• **Assigned task**:
Output the entries underneath exactly as they are.

• **Given records**:
PR #29263, opened 2023-08-07
remove xx dependencies

adeebshihadeh:


openpilot/dummy_pip_package.py
```diff
@@ -0,0 +1,3 @@
+
+
```
adeebshihadeh, line 2: @haraschax I'd rather just start doing this properly instead of making a dummy package. is #29338 enough to make this work?

sshane:
can't find poetry or pyenv after running ubuntu_setup now, I'll check it out.

PR #29264, opened 2023-08-07
VW MQB: Add FW for 2023 Skoda Karoq

Saber422:
route name：0bbe367c98fa1538|2023-08-08--00-12-15--0


jyoung8607:
If you have a fingerprint that expands the tested and supported model-year range, as this one does, go ahead and expand the range in CAR_INFO, for example, here:

https://github.com/commaai/openpilot/blob/ae8252c14a87181c9da10bab7e2df64a592987a6/selfdrive/car/volkswagen/values.py#L263

And then run `selfdrive/car/docs.py`, which will automatically re-generate docs/CARS.md to show the change.

Issue #29208, opened 2023-08-02
[magnetometer] Accurate reading procedure on mmc5603nj


nuwandavek:
- We currently read and store the uncalibrated values
- The SET/RESET function in the chip can be used to both eliminate temperature effects and strong magnetization effects at source (Procedure on [page 13](https://www.mouser.com/datasheet/2/821/Memsic_09102019_MMC5603NJ_Datasheet_Rev.B-1635324.pdf#page=13))
- We should also record the temperature of the sensor

PR #29265, opened 2023-08-07
sensord: fix LSM magnetometer thermal variation

adeebshihadeh:


nuwandavek:
Tackles https://github.com/commaai/openpilot/issues/29208

nuwandavek:
@adeebshihadeh I added magnetometer to a new thread at 25Hz. It is ready for review.

PR #29268, opened 2023-08-07
test_models: assert sent addresses on bus

sshane:
asserts all sent message addresses from carcontroller exist on the bus. opened to test (doesn't catch GV60 because it's not fuzzy)


sshane:
need lots of exceptions for messages we expect to not be on the bus (in the case of radar or ADAS ECU disable), closing for now until I can think of a more generic way

PR #29270, opened 2023-08-07
test_models: check relay malfunction

sshane:
just checked the RAV4 2017 failure, looks legit (not dashcamOnly, but we're not sending anything nor breaking the relay :thinking:)


adeebshihadeh:
If we suspect the routes are bad, let's just add new ones.

sshane:
Yep, will do!

sshane:
So these routes were all either dashcammed when they were made, or the openpilot toggle was off (we don't check that). Checking this, no failures.

selfdrive/car/tests/routes.py
```diff
@@ -165,7 +165,6 @@
   CarTestRoute("5f5afb36036506e4|2019-05-14--02-09-54", TOYOTA.COROLLA_TSS2),
   CarTestRoute("5ceff72287a5c86c|2019-10-19--10-59-02", TOYOTA.COROLLAH_TSS2),
   CarTestRoute("d2525c22173da58b|2021-04-25--16-47-04", TOYOTA.PRIUS),
-  CarTestRoute("b14c5b4742e6fc85|2020-07-28--19-50-11", TOYOTA.RAV4),
```
sshane, line 168: we have another route below to test a specific pedal safety mismatch issue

• **Response to this task**:
PR #29263, opened 2023-08-07
remove xx dependencies

adeebshihadeh:


openpilot/dummy_pip_package.py
```diff
@@ -0,0 +1,3 @@
+
+
```
adeebshihadeh, line 2: @haraschax I'd rather just start doing this properly instead of making a dummy package. is #29338 enough to make this work?

sshane:
can't find poetry or pyenv after running ubuntu_setup now, I'll check it out.

PR #29264, opened 2023-08-07
VW MQB: Add FW for 2023 Skoda Karoq

Saber422:
route name：0bbe367c98fa1538|2023-08-08--00-12-15--0


jyoung8607:
If you have a fingerprint that expands the tested and supported model-year range, as this one does, go ahead and expand the range in CAR_INFO, for example, here:

https://github.com/commaai/openpilot/blob/ae8252c14a87181c9da10bab7e2df64a592987a6/selfdrive/car/volkswagen/values.py#L263

And then run `selfdrive/car/docs.py`, which will automatically re-generate docs/CARS.md to show the change.

Issue #29208, opened 2023-08-02
[magnetometer] Accurate reading procedure on mmc5603nj


nuwandavek:
- We currently read and store the uncalibrated values
- The SET/RESET function in the chip can be used to both eliminate temperature effects and strong magnetization effects at source (Procedure on [page 13](https://www.mouser.com/datasheet/2/821/Memsic_09102019_MMC5603NJ_Datasheet_Rev.B-1635324.pdf#page=13))
- We should also record the temperature of the sensor

PR #29265, opened 2023-08-07
sensord: fix LSM magnetometer thermal variation

adeebshihadeh:


nuwandavek:
Tackles https://github.com/commaai/openpilot/issues/29208

nuwandavek:
@adeebshihadeh I added magnetometer to a new thread at 25Hz. It is ready for review.

PR #29268, opened 2023-08-07
test_models: assert sent addresses on bus

sshane:
asserts all sent message addresses from carcontroller exist on the bus. opened to test (doesn't catch GV60 because it's not fuzzy)


sshane:
need lots of exceptions for messages we expect to not be on the bus (in the case of radar or ADAS ECU disable), closing for now until I can think of a more generic way

PR #29270, opened 2023-08-07
test_models: check relay malfunction

sshane:
just checked the RAV4 2017 failure, looks legit (not dashcamOnly, but we're not sending anything nor breaking the relay :thinking:)


adeebshihadeh:
If we suspect the routes are bad, let's just add new ones.

sshane:
Yep, will do!

sshane:
So these routes were all either dashcammed when they were made, or the openpilot toggle was off (we don't check that). Checking this, no failures.

selfdrive/car/tests/routes.py
```diff
@@ -165,7 +165,6 @@
   CarTestRoute("5f5afb36036506e4|2019-05-14--02-09-54", TOYOTA.COROLLA_TSS2),
   CarTestRoute("5ceff72287a5c86c|2019-10-19--10-59-02", TOYOTA.COROLLAH_TSS2),
   CarTestRoute("d2525c22173da58b|2021-04-25--16-47-04", TOYOTA.PRIUS),
-  CarTestRoute("b14c5b4742e6fc85|2020-07-28--19-50-11", TOYOTA.RAV4),
```
sshane, line 168: we have another route below to test a specific pedal safety mismatch issue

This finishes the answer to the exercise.